» **What to produce**: Read the records and gather each line that includes "seems".

» **The data**:
PR #1391, opened 2020-02-29
Build a graph of resources. Use it to detect circular dependencies

miparnisari:
Changes: 

- Use `networkx` to model the template as a graph of resources
- Use this graph to check for cycles in rule E3004
- Fix #1386 by adding `DependsOn` edges to the graph

While debugging I found it very useful to use [`networkx.drawing.nx_pydot.write_dot(self.graph, path)`](https://networkx.github.io/documentation/stable/reference/generated/networkx.drawing.nx_pydot.write_dot.html#networkx.drawing.nx_pydot.write_dot) which creates a visual representation of the graph. [I think it would be useful for customers as well](https://www.reddit.com/r/aws/comments/8xdreu/can_one_generate_diagrams_from_cloudformation/). But I wasn't sure whether to include it in this PR because it needs another dependency, `pydot` and it would need some work to make it a fancy graph.

PR #1411, opened 2020-03-10
Add --build-graph option

miparnisari:
https://github.com/aws-cloudformation/cfn-python-lint/pull/1391

*Description of changes:*
Add support for `cfn-lint -t mytemplate.json -g`. If `pydot` or `pygraphviz` are installed, it will output the graph in the same directory as the template linted: `mytemplate.json.dot`, and then run the linter. If neither of those modules are found, it will print an error but the linting will continue.

TO DO: 
- [x] add test
- [x] make sure that `self._get_argument_value('build_graph', False, False)` is correct
- [x] `mytemplate.json.dot` looks ugly -> i'm marking this as done but i'm open to ideas


miparnisari:
> Not a big deal, but still creates an empty `.dot` file if those dependencies are missing 🤷‍♂️

Ah good catch... it's because of https://github.com/networkx/networkx/issues/3865

PR #1417, opened 2020-03-14
update ttl to be long

### LINKED ISSUE #1414: TTL should be of type String
*cfn-lint version: 0.28.4*

*Description of issue.*
The lint is giving me the error Property Resources/Dns/Properties/TTL should be of type String even though TTL is actually a number.

* Template linting issues:

```
Description: My Description

Resources:
  Dns:
    Type: AWS::Route53::RecordSet
    Properties:
      HostedZoneId: !ImportValue HostedZone
      Name: !Join ['', ['my.subdomain.', !ImportValue Zone, '.']]
      Type: CNAME
      ResourceRecords:
        - !ImportValue LoadBalancerDns
      TTL: 3600
```

  * Validate if the issue still exists with the latest version of `cfn-lint` and/or the latest Spec files
* Feature request:
  * Please provide argumentation about the missing feature. Context is key!

Cfn-lint uses the [CloudFormation Resource Specifications](https://docs.aws.amazon.com/AWSCloudFormation/latest/UserGuide/cfn-resource-specification.html) as the base to do validation. These files are included as part of the application version. Please update to the latest version of `cfn-lint` or update the spec files manually (`cfn-lint -u`)

kddejong:
*Issue #, if available:*
fix #1414 
*Description of changes:*
- Update TTL to be long as it is in the API
https://docs.aws.amazon.com/cli/latest/reference/route53/change-resource-record-sets.html


JLH993:
> _Issue #, if available:_
> fix #1414
> _Description of changes:_
> 
> * Update TTL to be long as it is in the API
>   https://docs.aws.amazon.com/cli/latest/reference/route53/change-resource-record-sets.html
> 
> By submitting this pull request, I confirm that you can use, modify, copy, and redistribute this contribution, under the terms of your choice.

I have a couple of issues here that I would like to surface:

1. There are insufficient documentation updates that go with this change. 
2. I am now receiving errors while linting my previously working CF templates with records set in them. 

If this is a required change, can you update the documentation where it states this needs to be a string and nothing else? (https://docs.aws.amazon.com/AWSCloudFormation/latest/UserGuide/aws-properties-route53-recordset.html#cfn-route53-recordset-ttl) Also can examples be added? I would have to imagine I am not the only one with this issue. 

Thanks,
Jason

anilkumarmyla:
We have several of our cfn templates fail because of this, is this change correct since the official documentation claims TTL is a string?

deleugpn:
Is it possible to allow both options? I reported this issue and I would not like to change all of my templates to String since TTL is obviously a number.

kddejong:
@deleugpn this is a tricky one but the answer to your question is yes.  You can disable strict checking by configuring the rule E3012 to be `strict` `false`.  This will do some conversion for you if needed.  Example.  If the type is number and you specify a string we will make sure the string is a number.  

The hard part with this one is that it should be long in the docs and the spec.

jarreds:
We use statically typed code generated off the spec, so this was a breaking change for us. Could this tool simply check if the string value is parseable as a long if it's not a legit long?

It seems like introducing this non-backward compatible change to the spec is unlikely, but that's pure speculation.

maulik887:
Hope this change will also get reflected to Documentation- https://docs.aws.amazon.com/AWSCloudFormation/latest/UserGuide/aws-properties-route53-recordset.html#cfn-route53-recordset-ttl

Issue #903, opened 2019-05-15
Description of cfn-lint development environment and build steps


matsev:
*cfn-lint version:*
cfn-lint 0.20.1

*Description of issue.*

In the [Contributing via Pull Requests](https://github.com/aws-cloudformation/cfn-python-lint/blob/master/CONTRIBUTING.md#contributing-via-pull-requests) paragraph, it is stated that 

> 3. Ensure local tests pass.

However, neither in the [CONTRIBUTING.md](https://github.com/aws-cloudformation/cfn-python-lint/blob/master/CONTRIBUTING.md) nor in the [README.md](https://github.com/aws-cloudformation/cfn-python-lint/blob/master/README.md) document is it described how one can setup the cfn-lint development environment and execute these tests.

fatbasstard:
Yeah, you're completely right, the development setup is not really described.
We'll make sure this is (better) documented. 

Do you need any help or got a specific question right now @matsev ?

matsev:
@fatbasstard My intention was to setup the build environment and play with it to get a better understanding of the linter and CloudFormation, however I got stuck before I started. I have only some Python experience and last time I tried I spent a lot of time struggling with installing runtime versions, dependency management (pip, anaconda, virtualenv) and so on before I could do anything useful. I suggest that you add a few lines about required runtime, tools (if any, preferably with a link to each homepage respectively), environment config etc to your documentation.

PatMyron:
Biggest thing that helped me was realizing local repositories can be installed using:
`pip install -e .`

PatMyron:
**At least one of these properties must be specified:**
https://github.com/aws-cloudformation/cfn-python-lint/blob/b788cc9bd3d49ed20d5f2e58602755a0ef37f52c/src/cfnlint/data/AdditionalSpecs/AtLeastOne.json#L20-L25

**Only one of these properties may be specified:**
https://github.com/aws-cloudformation/cfn-python-lint/blob/b788cc9bd3d49ed20d5f2e58602755a0ef37f52c/src/cfnlint/data/AdditionalSpecs/OnlyOne.json#L79-L84

**If this property (`SnapshotIdentifier`) is specified, these properties must be excluded:**
https://github.com/aws-cloudformation/cfn-python-lint/blob/b788cc9bd3d49ed20d5f2e58602755a0ef37f52c/src/cfnlint/data/AdditionalSpecs/Exclusive.json#L102-L107

[...]

PR #1441, opened 2020-03-25
Make DB instance engine check non case sensitive

### LINKED ISSUE #1438: E3030 case sensitivity caused DB instance destruction!
*cfn-lint version: (`cfn-lint --version`)* 0.29.0

*Description of issue.*

E3030 told me that "Postgres" was not an allowed engine name, so I changed it to "postgres". This caused cloudformation to rebuild my database instance, aka complete data loss. Luckily only discovered this on staging environment.

I think since CloudFormation / RDS seems to allow it, this check should be made case insensitive :)

kddejong:
*Issue #, if available:*
Fix #1438
*Description of changes:*
- Move DB Instance Engine check from rule E3030 to new rule E3040


PatMyron:
We might be able to switch this rule back to [concise constraints](https://github.com/aws-cloudformation/cfn-python-lint/issues/903#issuecomment-595356853) with a case insensitive pattern:

https://stackoverflow.com/questions/500864/case-insensitive-regular-expression-without-re-compile

PR #1459, opened 2020-04-06
Dependency Management - downgrade the networkx to work with Python2

### LINKED ISSUE #1458: Python2.7 dependency issue
*cfn-lint version: 0.29.4*

Hi,

When installing a project that has cfn-lint as a dependency ([moto](https://github.com/spulec/moto)) using Python2.7, I'm getting this error:
```
Searching for networkx~=2.1
Reading https://pypi.org/simple/networkx/
...
Best match: networkx 2.4
...
NetworkX 2.3+ requires Python 3.5 or later (2.7 detected).
             
For Python 2.7, please install version 2.2 using:

$ pip install 'networkx==2.2'
```

It looks like this is due to incorrect usage of the ~= operator in setup.py:
```
'networkx~=2.4;python_version>="3.5"',
'networkx~=2.1;python_version<"3.5"'
```

This semantic has the same outcome for both python versions - use any version that's 2.x, but lower than 3.x.
IMO, this should say:
```
'networkx~=2.4;python_version>="3.5"',
'networkx<=2.2;python_version<"3.5"'
```
NetworkX 2.2 is the latest version that supports Python2: https://networkx.github.io/documentation/networkx-2.2/news.html

Happy to create a PR for this, if it's an acceptable change?

bblommers:
Fixes #1458 

### DIFF
--- a/setup.py
+++ b/setup.py
@@ -73,7 +73,7 @@ that could potentially be improved'),
         'pathlib2>=2.3.0;python_version<="3.4"',
         'importlib_resources~=1.0.2;python_version<"3.7"',
         'networkx~=2.4;python_version>="3.5"',
-        'networkx~=2.1;python_version<"3.5"'
+        'networkx<=2.2;python_version<"3.5"'
     ],
     python_requires='>=2.7, !=3.0.*, !=3.1.*, !=3.2.*, !=3.3.*',
     entry_points={


miparnisari:
@bblommers thanks for your bug report & contribution!

PR #1472, opened 2020-04-15
Added DMS EngineName kinesis

jtheuer:
Fixes:

```
E3030 You must specify a valid value for EngineName (kinesis).
Valid values are ["aurora-postgresql", "aurora", "azuredb", "db2", "dynamodb", "mariadb", "mongodb", "mysql", "oracle", "postgres", "redshift", "s3", "sqlserver", "sybase"]
```

in

```
  DMSEventStreamEndpoint:
    Type: AWS::DMS::Endpoint
    Properties:
      EndpointIdentifier: !Sub "${AWS::StackName}-dms"
      EndpointType: target
      EngineName: kinesis
      KinesisSettings:
        StreamArn: !StreamArn
        MessageFormat: JSON
        ServiceAccessRoleArn: !RoleArn
```

See also: https://docs.aws.amazon.com/AWSCloudFormation/latest/UserGuide/aws-resource-dms-endpoint.html#cfn-dms-endpoint-enginename

PR #1473, opened 2020-04-15
AWS::DMS::Endpoint.EngineName AllowedValues

PatMyron:
documentdb, elasticsearch, and kafka

https://github.com/aws-cloudformation/cfn-python-lint/pull/1472

[documentation](https://docs.aws.amazon.com/AWSCloudFormation/latest/UserGuide/aws-resource-dms-endpoint.html#cfn-dms-endpoint-enginename)


kddejong:
Good catch.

» **Task output**:
It seems like introducing this non-backward compatible change to the spec is unlikely, but that's pure speculation.
I think since CloudFormation / RDS seems to allow it, this check should be made case insensitive :)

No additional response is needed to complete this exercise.